Every weekday and Saturday throughout Hot Docs, Torontoist is looking at a handful of festival offerings, recommending the worthwhile and de-recommending the not-so-worthwhile.
Mugging for the camera in his own film about mugging for the camera. Adrian Grenier in Adrian Grenier’s Teenage Paparazzo.
Jeepers! Has it really been a whole week since Hot Docs 2010 kicked off? Time flies when you spend every free hour watching and writing about documentaries! What’s on today? Glad you asked! This Friday at Hot Docs: Teenage Paparazzo, a film by Entourage pretty boy Adrian Grenier about a pint-sized red-carpet shutterbug; Shadow Play: The Making of Anton Corbijn, a profile of (you guessed it) Dutch photographer and filmmaker Anton Corbijn; and Dish: Women, Waitressing & the Art of Service, in which waitresses from around the globe let you know how annoying it is when you ask for substitutions on your tuna melt. Torontoist’s Kasandra Bracken and Suzannah Showler hip you to all three, right after the jump.

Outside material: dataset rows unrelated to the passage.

PR #389, opened 2022-08-18
remove Typelevel Scala from projects list

SethTisue:
it's dead/archived

### DIFF
--- a/collections/_projects/scala.md
+++ b/collections/_projects/scala.md
@@ -1,9 +1,0 @@
----
-layout: post
-title: "Scala"
-category: "Our fork of the Scala compiler"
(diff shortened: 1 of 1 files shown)


jducoeur (approved):

johnynek (approved):

rossabaker:
There are actually a lot of archived projects.  I marked them all in the front matter with `archive`, but we're not doing anything special to render them.  I wasn't sure if we wanted to keep them for historical interest or just banish them.

SethTisue:
> I wasn't sure if we wanted to keep them for historical interest

it's not worth making life more difficult for newcomers and casual users, IMO

rossabaker:
In that case, there are [several more](https://github.com/typelevel/typelevel.github.com/search?q=archived).

SethTisue:
> In that case, there are several more

#390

TORONTOIST’S RECOMMENDED PICKS GET A
Teenage PaparazzoDirected by Adrian Grenier. USA. 94 minutes.
Except for the absence of star director Adrian Grenier (a.k.a. Vincent Chase, star of HBO’s Entourage), last night’s Canadian premiere of Teenage Paparazzo felt less Hot Docs, more TIFF. One of the few films with a big-name backer, and a filmmaker known widely to the public, the film’s marketing is based on exploiting the fame and fan-following of Grenier—and isn’t it ironic, when the film is about, well, just that.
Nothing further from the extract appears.